> [Requirement]
The word "https" marks the lines to copy; find all of them in the entries below.

---------- Excerpted data ----------

PR #143, opened 2025-05-05
Swan-on-TN

rodrigo-sobral:
This PR includes all the visual and logical modifications to the form, in order to configure a session using custom environemnts instead of a LCG software stack, and includes the possibility to generate URLs base on the current configuration, filling, by this way, the requirements imposed by the Swan-on-TN project.

### DIFF
--- a/SwanHub/swanhub/handlers_configs.py
+++ b/SwanHub/swanhub/handlers_configs.py
@@ -21,8 +21,6 @@ class SpawnHandlersConfigs(SingletonConfigurable):
 
     builder_version = 'builder_version'
 
-    repo_type = 'repo_type'
-
     repository = 'repository'
 
     lcg_rel_field = 'lcg'
--- a/SwanHub/swanhub/handlers_configs.py
+++ b/SwanHub/swanhub/handlers_configs.py
@@ -25,9 +25,9 @@ class SpawnHandlersConfigs(SingletonConfigurable):
 
     repository = 'repository'
 
-    lcg_rel_field = 'LCG-rel'
+    lcg_rel_field = 'lcg'
 
-    spark_cluster_field = 'spark-cluster'
+    spark_cluster_field = 'clusters'
 
     user_script_env_field = 'scriptenv'
 
--- a/SwanHub/swanhub/handlers_configs.py
+++ b/SwanHub/swanhub/handlers_configs.py
@@ -33,7 +33,15 @@ class SpawnHandlersConfigs(SingletonConfigurable):
 
     use_jupyterlab_field = 'use-jupyterlab'
 
+    use_tn = 'use-tn'
+
     customenv_special_type = 'customenv'
+
+    tn_enabled = Bool(
+        default_value=False,
+        config=True,
+        help="True if this SWAN deployment is exposed to the Technical Network."
+    )
 
     local_home = Bool(
         default_value=False,
--- a/SwanHub/swanhub/handlers_configs.py
+++ b/SwanHub/swanhub/handlers_configs.py
@@ -37,8 +37,6 @@ class SpawnHandlersConfigs(SingletonConfigurable):
 
     customenv_special_type = 'customenv'
 
-    accpy_special_type = 'accpy'
-
     local_home = Bool(
         default_value=False,
         config=True,
--- a/SwanHub/swanhub/handlers_configs.py
+++ b/SwanHub/swanhub/handlers_configs.py
@@ -33,7 +33,7 @@ class SpawnHandlersConfigs(SingletonConfigurable):
 
     use_jupyterlab_field = 'use-jupyterlab'
 
-    use_tn = 'use-tn'
+    use_tn_field = 'use-tn'
 
     customenv_special_type = 'customenv'
 
--- a/SwanHub/swanhub/handlers_configs.py
+++ b/SwanHub/swanhub/handlers_configs.py
@@ -31,6 +31,10 @@ class SpawnHandlersConfigs(SingletonConfigurable):
 
     user_script_env_field = 'scriptenv'
 
+    file = 'file'
+
+    use_jupyterlab_field = 'use-jupyterlab'
+
     customenv_special_type = 'customenv'
 
     accpy_special_type = 'accpy'
--- a/SwanSpawner/swanspawner/swankubespawner.py
+++ b/SwanSpawner/swanspawner/swankubespawner.py
@@ -50,11 +50,9 @@ class SwanKubeSpawner(define_SwanSpawner_from(KubeSpawner)):
                 raise RuntimeError('The user selected the CentOS7 platform, but no CentOS7 image was configured')
             self.image = image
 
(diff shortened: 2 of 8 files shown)


SwanHub/swanhub/handlers_configs.py
```diff
@@ -15,12 +15,34 @@ class SpawnHandlersConfigs(SingletonConfigurable):
...
+
+    spark_cluster_field = 'clusters'
 
     user_script_env_field = 'scriptenv'
 
+    file = 'file'
+
+    use_jupyterlab_field = 'use-jupyterlab'
+
+    use_tn = 'use-tn'
```
etejedor, line 36: I now realize this is not in line with the naming of the other variables, and should be `use_tn_field`?

SwanSpawner/swanspawner/swankubespawner.py
```diff
@@ -39,12 +44,22 @@ async def start(self):
...
+        if self.user_options[self.software_source] == self.lcg_special_type and 'centos7' in self.user_options[self.platform_field]:
             image = self.centos7_image
             if not image:
                 raise RuntimeError('The user selected the CentOS7 platform, but no CentOS7 image was configured')
             self.image = image
 
+        # An Accpy user image is configured by default via the chart
+        # settings. For now, we're using the accpy_image for all customenv
+        # sessions, for avoiding the installation of the extension in the swan
+        # image. This is a temporary solution.
```
etejedor, line 56: This comment is outdated.

Replace with:
```
# If the user selected an Acc-Py based custom environment,
# use the corresponding image.
```

SwanSpawner/swanspawner/swankubespawner.py
```diff
@@ -39,12 +44,22 @@ async def start(self):
...
+        if self.user_options[self.software_source] == self.customenv_special_type: # and self.user_options[self.builder] == 'accpy':
```
etejedor, line 57: We need to add the extra and condition that is commented out, since now the CustomEnvironments extension will be installed in the swan layer. This means we only create a user session with the acc-py image when they really request acc-py.

SwanSpawner/swanspawner/swanspawner.py
```diff
@@ -81,18 +108,80 @@ def __init__(self, **kwargs):
...
-            options[self.condor_pool]               = formdata[self.condor_pool][0]
-            options[self.user_n_cores]              = int(formdata[self.user_n_cores][0])
-            options[self.user_memory]               = formdata[self.user_memory][0] + 'G'
+            options[self.software_source]           = formdata[self.software_source][0]
+            options[self.user_n_cores]              = formdata[self.user_n_cores][0]
+            options[self.user_memory]               = formdata[self.user_memory][0]
+            options[self.spark_cluster_field]       = formdata.get(self.spark_cluster_field, ['none'])[0]
             options[self.use_jupyterlab_field]      = formdata.get(self.use_jupyterlab_field, 'unchecked')[0]
-            options[self.use_local_packages_field]  = formdata.get(self.use_local_packages_field, 'unchecked')[0]
+            # File to be opened when the session gets started (specified only as query parameter)
```
etejedor, line 151: It is not true anymore that it is specified only as a query parameter, right?

SwanSpawner/swanspawner/swanspawner.py
```diff
@@ -81,18 +108,80 @@ def __init__(self, **kwargs):
...
+            options[self.file]                      = formdata.get(self.file, [''])[0]
+
+            if options[self.software_source] == self.customenv_special_type:
+                options[self.repository]      = formdata[self.repository][0]
```
etejedor, line 155: We don't need the separation anymore until the assignment operator.

SwanSpawner/swanspawner/swanspawner.py
```diff
@@ -145,14 +228,16 @@ def get_env(self):
                 ))
 
             # Append path of user packages installed on CERNBox to PYTHONPATH
-            if self.user_options[self.use_local_packages_field] == 'checked':
+            if self.user_options.get(self.use_local_packages_field) == 'checked':
```
etejedor, line 231: This should only be checked for LCG, so it should be under the previous if `Enable LCG-related variables`

SwanSpawner/swanspawner/swanspawner.py
```diff
@@ -145,14 +228,16 @@ def get_env(self):
...
                 env.update(dict(
                     SWAN_USE_LOCAL_PACKAGES = 'true'
                 ))
 
             # Enable configuration for CERN HTCondor pool
-            if self.user_options[self.condor_pool] != 'none':
-                env['CERN_HTCONDOR'] = 'true'
+            if self.user_options.get(self.condor_pool, 'none') != 'none':
```
etejedor, line 237: Same here, Condor is now only possible in LCG based sessions.

SwanSpawner/swanspawner/swanspawner.py
```diff
@@ -239,22 +324,22 @@ def log_metric(self, user, host, metric, value):
...
             """
             templates_dir = os.path.join(os.path.dirname(os.path.abspath(__file__)), 'templates')
             env = Environment(loader=FileSystemLoader(templates_dir))
             template = env.get_template('options_form_template.html')
 
             try:
-                with open(self.options_form_config) as json_file:
-                    options_form_config = json.load(json_file)
+                with open(self.options_form_config) as yaml_file:
+                    options_form_config = yaml.safe_load(yaml_file)
```
etejedor, line 335: I'm confused here, are we not already using a yaml options file in master?

etejedor: https://gitlab.cern.ch/swan/gitops/-/tree/master/swan-cern/prod?ref_type=heads ---> yes we are, how come we are introducing this change only now and here?

etejedor: Or is it because the `json` library can also parse yaml?

rodrigo-sobral: Somehow, `json.load` was working even for those yaml files you mention. However, I thought i was better to use the most appropriate library and method for this purpose: `yaml.safe_load` which, according to its documentation:
```
function) def safe_load(stream: _ReadStream) -> Any
Parse the first YAML document in a stream and produce the corresponding Python object.

Resolve only basic YAML tags. This is known to be safe for untrusted input.
```

rodrigo-sobral: As you've been seeing from swan-acc-qa, it also works. But if you intend to, we can keep it as it was

etejedor: Nono, let's keep the yaml. I was just wondering why we had json in master and it worked with yaml files.

etejedor (dismissed):
Let's hold the merge for now, to be reviewed what needs to be merged together and when.

etejedor (approved):

PR #145, opened 2025-05-15
swanspawner: Uncheck checkboxes when not using alma, and fix jupyterlab selection

rodrigo-sobral:


SwanSpawner/swanspawner/templates/options_form_template.html
```diff
@@ -449,9 +450,6 @@
         setVisibleMany(['customenv_config', 'extra_options_config', 'customenv-details'], false);
         // Show LCG stack, use-local-packages, scriptenv and platforms; condor section; details about lcg in file section
         setVisibleMany(['lcg_config', 'condorSection', 'lcg-details'], true);
-
-        adjustOptions();
-        adjustPlatforms();
```
etejedor, line 450: Are these removals related to this change?

SwanSpawner/swanspawner/templates/options_form_template.html
```diff
@@ -306,8 +306,9 @@
 
         // Hide the extra options section if JupyterLab is not selected
         setVisible('extra_options_config', jupyter_lab_option.checked);
-        // Remember last value of jupyterlab checkbox option each time it gets changed
-        previous_jupyterlab = jupyter_lab_option.checked;
```
etejedor, line 306: I'm having second thoughts about this... perhaps it's just simpler to keep the "use jupyterlab" value always, independently of how it was set (explicitly by the user or by selecting custom envs). Otherwise we are filling this logic with cornercases.

SwanSpawner/swanspawner/templates/options_form_template.html
```diff
@@ -155,6 +155,8 @@
     function setVisible(id, visible) {
         const elem = document.getElementById(id);
         elem.style.display = visible ? 'block' : 'none';
+        // Enable all inputs if the element is visible, and disable them if it is not visible
```
etejedor, line 158: You it is not possible just to set `disabled` on this `elem` for which we change the visibility? And that affects everything within it in the same way that `elem.style.display = value` does for visibility?

SwanSpawner/swanspawner/templates/options_form_template.html
etejedor: Let's just go ahead with this, it improves usability.

SwanSpawner/swanspawner/templates/options_form_template.html
```diff
@@ -292,7 +296,7 @@
      * Disable the platform options if the user selects JupyterLab or local packages
      * and show/hide the extra options section
      */
-    function adjustPlatforms() {
+    function adjustPlatforms(by_click) {
```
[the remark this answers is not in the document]
rodrigo-sobral: This is simply a good practice in general code. So, the code doesn't fail if the argument is not specifed (but also hard to debug). But it can be implemented for making sure we work only with booleans

PR #146, opened 2025-05-16
swanspawner: Take current form when switching clusters

rodrigo-sobral:


SwanSpawner/swanspawner/templates/options_form_template.html
```diff
@@ -494,22 +494,29 @@
             // the form won't get submitted, so they need to be filled with the default values
             adjustForm(lcg_source);
             // The customenv form needs to be initially filled in order to preserve the main dropdown and extract its options as well
-            adjustForm(customenv_source);
+            if (enable_customenv_form === "true") adjustForm(customenv_source);
```
etejedor, line 506: I think the commit message should be `Do not fill or show a customenv form if `enable_custom…

…env_form` is false`?

Anyway, do we need this logic? Can't we just ignore if the customenv form is enabled or not? I know we will fill it every time even if it's disabled,  but do we care? And we would not need this extra logic.

rodrigo-sobral: Right, my mistake, thx.

Not really, the two `showLCGForm` and `showCustomEnvForm` functions are the ones that make the management of elements between forms, which means that if you don't call any of them. You'll see all fields regarding lcg and customenv sessions.
This logic behind not running `adjustForm` for customenvs in this case, is made not only in order to avoid running unnecessary code and optimising its performance, but also because we cannot do the initial filling of the customenv form, since we don't have the `customenv_options` specifed in the `values_options_form.yaml`.

etejedor: But if we don't have the customenv_options in the values_options_form.yaml of the general SWAN, can't we just detect that and therefore not fill it?

SwanHub/swanhub/templates/spawn.html
```diff
@@ -74,7 +74,12 @@ <h4 class="modal-title">Configure Environment</h4>
     });
 
     // Fill the checkbox if this is a cluster exposed to the TN
-    $('#use-tn').prop('checked', '{{ tn_enabled }}' === 'True');
+    window.onpageshow = (event) => {
+      if (event.persisted) {
```
etejedor, line 78: What does this mean?

etejedor: Ah, I think I know per the commit message. This is to ensure that when we show the value of tn access, even when going back with the browser, it is always consistent with the instance it is running (normal or ats).

rodrigo-sobral: Exactly, that's it

PR #151, opened 2025-05-30
swan culler: implement mechanism to delete sessions of blocked users

laurall974:
this implements the new logic in the culler hub service that detects, every 12 hours, which users have been blocked or disabled. For blocked users, their entire session is terminated, thus preventing any surviving Websocket to allow them to execute commands in their session.


SwanCuller/swanculler/app.py
```diff
@@ -414,6 +537,24 @@ def main():
...
+        auth_url = options.auth_url,
+        client_id=options.auth_client_id,
+        client_secret=options.auth_client_secret,
+        audience = options.audience,
+        authz_api_url=options.authz_api_url,
+    )
+    # schedule first cull immediately
+    # because PeriodicCallback doesn't start until the end of the first interval
+    loop.add_callback(blocked_check)
+    # schedule periodic cull
```
etejedor, line 554: Comment not correct, it's not culling.

SwanCuller/swanculler/app.py
```diff
@@ -381,6 +498,12 @@ def main():
     )
     define('hooks_dir', default="/srv/jupyterhub/culler", help="Path to the directory for the krb tickets script (check_ticket.sh)")
     define('disable_hooks', default=False, help="The user's home is a temporary scratch directory and we should not check krb tickets")
+    define('auth_url', default='', help="URL to fetch CERN access token")
+    define('auth_client_id', default=os.environ.get('AUTH_CLIENT_ID'), help="Client ID for blocked user check")
+    define('auth_client_secret', default=os.environ.get('AUTH_CLIENT_SECRET'), help="Client secret for blocked user check")
```
etejedor, line 503: These two you need to add to sops?

SwanCuller/swanculler/app.py
```diff
@@ -346,6 +346,123 @@ def handle_user(user):
...
+        except HTTPClientError as e:
+            if e.code == 404:
+                app_log.info(f"User {user['name']} not found for blocked user check, skipping.")
+                continue
+            else:
+                app_log.warning(f"Failed to check identity for {user['name']}: {e}")
+                continue
+
+        if is_blocked or not is_active:
+            app_log.warning("User %s is blocked or disabled. Terminating their sessions.", user['name'])
```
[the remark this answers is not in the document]
laurall974: According to the authorization API doc:

- blocked: True if the resource is blocked.
- activeUser: Flag indicating if the person has an active affiliation with CERN.

So I assumed that the first case refers to a restricted account and the second one to an "expired" account and in both cases session should be terminated?

SwanCuller/swanculler/app.py
```diff
@@ -346,6 +346,123 @@ def handle_user(user):
...
+            for i, server_name in enumerate(servers):
+                try:
+                    resp = results[i]
+                    if resp.code in (204, 202):
+                        app_log.info("Deleted server '%s' for user %s", server_name, user['name'])
+                    else:
+                        app_log.warning("Unexpected response deleting server %s for user %s: %s",
+                                        server_name, user['name'], resp.code)
+                except Exception:
+                    app_log.exception("Failed to delete server %s for user %s", server_name, user['name'])
```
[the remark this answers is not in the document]
laurall974: Updated!

SwanCuller/swanculler/app.py
etejedor: Can you point to the line where this happens? I would assume these are secrets stored in sops?

laurall974: It is define here:
- https://github.com/swan-cern/swan-charts/blob/40b85d8de85b4af1ca5a66a4cde63e3756152d8a/swan-cern/values.yaml#L177C1-L178C1 
- https://github.com/swan-cern/swan-charts/blob/40b85d8de85b4af1ca5a66a4cde63e3756152d8a/swan/values.yaml#L157
and then in this PR I used it as "c.KeyCloakAuthenticator.client_id": 
https://github.com/swan-cern/swan-charts/pull/366/files

etejedor: Oh ok so those are preexisting secrets we already have in production, I see.

etejedor (approved):

PR #154, opened 2025-06-04
swanhub: Append `use-jupyterlab` value to the `next_url` call

rodrigo-sobral:
This change makes the `SwanContents` extension able to open the downloaded project either on ClassicUI or JupyterLab, depending on the given checkbox value

### DIFF
--- a/SwanHub/swanhub/spawn_handler.py
+++ b/SwanHub/swanhub/spawn_handler.py
@@ -217,8 +217,13 @@ class SpawnHandler(JHSpawnHandler):
             next_url = url_concat(url_path_join("user", user.escaped_name, "customenvs", server_name), query_params)
         else: # LCG release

----------

> [Task answer]
etejedor: https://gitlab.cern.ch/swan/gitops/-/tree/master/swan-cern/prod?ref_type=heads ---> yes we are, how come we are introducing this change only now and here?
- https://github.com/swan-cern/swan-charts/blob/40b85d8de85b4af1ca5a66a4cde63e3756152d8a/swan-cern/values.yaml#L177C1-L178C1 
- https://github.com/swan-cern/swan-charts/blob/40b85d8de85b4af1ca5a66a4cde63e3756152d8a/swan/values.yaml#L157
https://github.com/swan-cern/swan-charts/pull/366/files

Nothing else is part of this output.